# Retconned Books



## locustgate (Dec 6, 2009)

Ok so someone mentioned retconed novels and I'm wondering if anyone has a list or knows what books have been officially or are so far from current 40k that they may aswell be retconed.


----------



## Khorne's Fist (Jul 18, 2008)

The Inquisition trilogy from way back when had a load of stuff about the sensei, who were allegedly the Emperor's sons, but that all seems to have been retconned, or at least replaced by the whole Perpetual thing in the HH series.


----------



## bobss (May 18, 2008)

''Retconnecting'' tends to fall into one of two categories.

Firstly, some people struggle to accept that alternate perspectives can exist of something. There is no exemplar of canon, no ultimate arbiter of what is and what is not. This is what the 40k IP is about, and is very broad in that sense. I often get the impression that people _need_ or _hunger_ for one standard of canon to exist above all others. It's interesting.

Secondly, and this could arguably be semantics, is the idea of _updating_. Throughout the years the game changes, as does it backstory and the novels written about it. It's a transition of mood and style, which can be noticed by looking at the crunch and the fluff from decades ago. No discourtesy to the old timers here, but Squats don't fit into the grimdark, dystopian world of 40k I personally imagine. To supplement this transition things must be updated. Again, it's questionable semantics, but the connotations and associated examples of ''retcon'' are ugly to my mind.

There's a smaller, third category which exists purely because of human error. Different Astartes in Horus Heresy novels being said to come from different worlds, for example.


----------



## Child-of-the-Emperor (Feb 22, 2009)

bobss said:


> I often get the impression that people _need_ or _hunger_ for one standard of canon to exist above all others. It's interesting.


I get that impression as well. I consider myself beyond that _need_ now, but it took me quite a while to be so - and I still sometimes have to make a conscious effort to take a step back and look at such things in the proper manner.


----------



## bobss (May 18, 2008)

Child-of-the-Emperor said:


> I get that impression as well. I consider myself beyond that _need_ now, but it took me quite a while to be so - and I still sometimes have to make a conscious effort to take a step back and look at such things in the proper manner.

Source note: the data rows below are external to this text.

Issue #33, opened 2015-10-16
Check if there is a corresponding _events.tsv file for each _bold.nii.gz file


chrisgorgo:
One needs to account for hierarchies (done events file for the whole dataset, one events file for each subject, one events file for each session, one events file for each run). If file does not exist a warning should be thrown - unless word "rest" (any caps) is present in the task name.

constellates:
With the exception of the "rest" keyword does the hierarchy logic work the same with these events files as it does with the JSON sidecars. I'm planning on reusing the logic that determines if those exist. And can you give me an example of how the word "rest" might appear in a taskname.

chrisgorgo:
1) yes the hierarchy logic is the same as for json sidecars files
2) you should look for "rest" in the label part of "_task-<label>_"

Let me know if this helps.

PR #36, opened 2015-10-26
Events

constellates:
Added warnings for missing event files. Should take care of #33.

### DIFF
--- a/tests/nii.spec.js
+++ b/tests/nii.spec.js
@@ -3,14 +3,39 @@ var validate = require('../index');
 
 describe('NIFTI', function(){
 
-	var path = '';
+	var path = '/sub-15/func/sub-15_task-mixedeventrelatedprobe_run-01_bold.nii.gz';
 	var header = {error: 'Unable to read ' + path};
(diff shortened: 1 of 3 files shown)


tests/nii.spec.js
```diff
@@ -3,15 +3,41 @@ var validate = require('../index');
...
 	});
 
+	it('should warn user about misisng events file', function() {
+		validate.NIFTI(header, path, jsonContentsDict, events, function (errors, warnings) {
+			assert(warnings.length = 1);
+		});
+	});
+
+	it('should ignore missing events files for rest scans', function() {
+		jsonContentsDict['/sub-15/func/sub-15_task-mixedeventrelatedprobe-rest_run-01_bold.json'] = jsonContentsDict['/sub-15/func/sub-15_task-mixedeventrelatedprobe_run-01_bold.json'];
```
chrisgorgo: this is not a valid BIDS path - task names cannot include hyphens

chrisgorgo:
otherwise looks good

Issue #52, opened 2015-11-20
Error reading some .nii.gz files


chrisgorgo:
I'm getting errors reading this file https://drive.google.com/folderview?id=0B2JWN60ZLkgkcndhTWpLYmswRDA&usp=sharing&tid=0B2JWN60ZLkgkN0dMTVQ1QU1IUEk (actually all nifti files from this dataset - ds109):

On commandline:

```
orange:bids-validator filo$ node nameOfFile.js /Volumes/Samsung_T1/bids_examples/symlinked/ds109/sub-01/anat/sub-01_T1w.nii.gz
{ error: 'Unable to read /Volumes/Samsung_T1/bids_examples/symlinked/ds109/sub-01/anat/sub-01_T1w.nii.gz' }
```

With the online version when I try to validate full version of ds109 I get an JS error:

```
r   @   app.min.js:24606
i.onloadend @   app.min.js:30419
```

(which is also concerning - why would I get a different error on command line and online?)

BTW the file is not corrupted:

```
orange:bids-validator filo$ fslinfo /Volumes/Samsung_T1/bids_examples/symlinked/ds109/sub-01/anat/sub-01_T1w.nii.gz
data_type      INT16
dim1           144
dim2           192
dim3           192
dim4           1
datatype       4
pixdim1        1.200000
pixdim2        1.197917
pixdim3        1.197917
pixdim4        2.200000
cal_max        0.0000
cal_min        0.0000
file_type      NIFTI-1+
```

constellates:
Did you send me the wrong file? If I download the linked file it's a zero byte file?

constellates:
The online error also looks like the error from #50 that was caused by not handling errors while reading empty files. If you're still seeing that online you may want to try clearing your cache. And if that fixes it we probably want to implement cache busting during every change.

chrisgorgo:
Here's a correct link
https://docs.google.com/uc?id=0B77zr9yIiKOTQ1c0X1RuY0h3TTg&export=download
this file fails as well
https://docs.google.com/uc?id=0B77zr9yIiKOTQVZ0WW5oZDFVSEk&export=download

constellates:
Thanks. It looks like some files are not making it through gzip decompression. I'm looking into it.

constellates:
[...]

PR #53, opened 2015-11-23
Unzip fail

constellates:
Potential fix for #52.


constellates:
@chrisfilo  This is working for me now in node v5.0.0 and greater. It does not yet support the intentionally unzipped .nii files. I'll tackle that in a separate pull request.

chrisgorgo:
Works with 5.1 as well. Great job!

PR #58, opened 2015-12-02
Removed and ignored test data that is downloaded by the testing scripts

constellates:
Small fix to prevent dynamically downloaded data from getting saved in git.


chrisgorgo:
my bad!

I think it's a natural reaction to want to do so, with the quality of prose and imagination between authors and their miniature galaxies being so vast.


----------



## Tawa (Jan 10, 2010)

Facts and information can become distorted for a multitude of reasons across the Imperium. So who's to say that _anything_ in the background is right or wrong?


----------



## Phoebus (Apr 17, 2010)

Indeed. It's been a while since I've read the 'Inquisition War' trilogy, for instance, but I don't remember thinking that what Draco believed was _fact_ - just that this was what he was told, what his opponents believed, etc.

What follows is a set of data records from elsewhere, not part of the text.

PR #77, opened 2016-01-12
check validity of intendedFor fields

### LINKED ISSUE #73: Check if "IntendedFor" field matches an existing file

chrisgorgo:
Closes #73

### DIFF
--- a/validators/nii.js
+++ b/validators/nii.js
@@ -10,7 +10,7 @@ var Issue = utils.Issue;
  * it finds while validating against the BIDS
  * specification.
  */
-module.exports = function NIFTI (header, file, jsonContentsDict, bContentsDict, events, callback) {
+module.exports = function NIFTI (header, file, jsonContentsDict, bContentsDict, fileList, events, callback) {
     var path = file.relativePath;
     var issues = [];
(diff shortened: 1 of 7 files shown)


validators/nii.js
```diff
@@ -200,6 +200,30 @@ module.exports = function NIFTI (header, file, jsonContentsDict, bContentsDict,
         }
     }
 
+    if (path.includes("_phasediff.nii") || path.includes("_phase1.nii") ||
+        path.includes("_phase2.nii") || path.includes("_fieldmap.nii") || path.includes("_epi.nii")){
+        if (mergedDictionary.hasOwnProperty('IntendedFor')) {
+            var intendedForFile = "/" + path.split("/")[1] + "/" + mergedDictionary['IntendedFor'];
```
constellates, line 206: I'm guessing this is correct but want to double check. Is it guaranteed that the intended for file is always located at path.split("/")[1]? Could it be nested deeper?

constellates, line 206: Other than that question. This looks good.

chrisgorgo, line 206: Yes this is how it's said in the spec.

Ian Watson may very well have intended for the Sensei and the Hydra plot to be very real, but I wouldn't be surprised - upon rereading the series - if it could be made more or less compatible with the current "canon" simply by accepting that the characters were "wrong". Just as, for instance, more than one "historical record" in the Codices and the Index Astartes articles is categorically described as either being inaccurate or as being at odds with another record. And that's from an "in-game" perspective, not the real-life author telling you that it's wrong!


----------



## The Scion of Chemos (May 24, 2013)

locustgate said:


> Ok so someone mentioned retconed novels and I'm wondering if anyone has a list or knows what books have been officially or are so far from current 40k that they may aswell be retconed.


I cannot remember where I read it, but towards the beginning of my reading of 40K/HH, I read that we should effectively read any 40K fiction(be it BL work or little bits in GW codices) as rumor.
Treat everything as if it had been passed by word of mouth. That way you can have the same character being a bit different, depending on who is writing it. After all, my Horus(if I were to write about him) would likely be at least a little different from your Horus, or _______'s Horus.
It is also a fantastic way to get around "official" "retconning". As someone else said, Squats don't really fit into EVERYONE's 40K(they don't for me, but that might be because I started reading after they were effectively taken out). But, in a bar in some backwater world, someone may have heard a story about some squats who did _________, and they are telling their buddy. Or something like that 
Now, I don't take everything as "rumor" in 40K, but I think that is a good way of looking at it.
Treat is as a story that might be told to someone in the 40K universe that has access to the knowledge of the story being told.

I wish I could remember where I read that, because they explained it much better than I can -_-


----------



## darkreever (Apr 3, 2008)

The Scion of Chemos said:


> I wish I could remember where I read that, because they explained it much better than I can -_-


To my knowledge, ADB has mentioned it on Heresy more than once; though he would likely not be the first one to have ever said it.


----------



## Child-of-the-Emperor (Feb 22, 2009)

There's two links on the Background FAQ which may be the ones you're looking for. This is an article by AD-B on 40k canon, and this is a post by AD-B on our forums about 40k canon. The latter includes a quote by Marc Gascoigne which may be the one you're looking for _Scion_.


----------



## The Scion of Chemos (May 24, 2013)

Child-of-the-Emperor said:


> There's two links on the Background FAQ which may be the ones you're looking for. This is an article by AD-B on 40k canon, and this is a post by AD-B on our forums about 40k canon. The latter includes a quote by Marc Gascoigne which may be the one you're looking for _Scion_.





darkreever said:


> To my knowledge, ADB has mentioned it on Heresy more than once; though he would likely not be the first one to have ever said it.


Thanks guys.


----------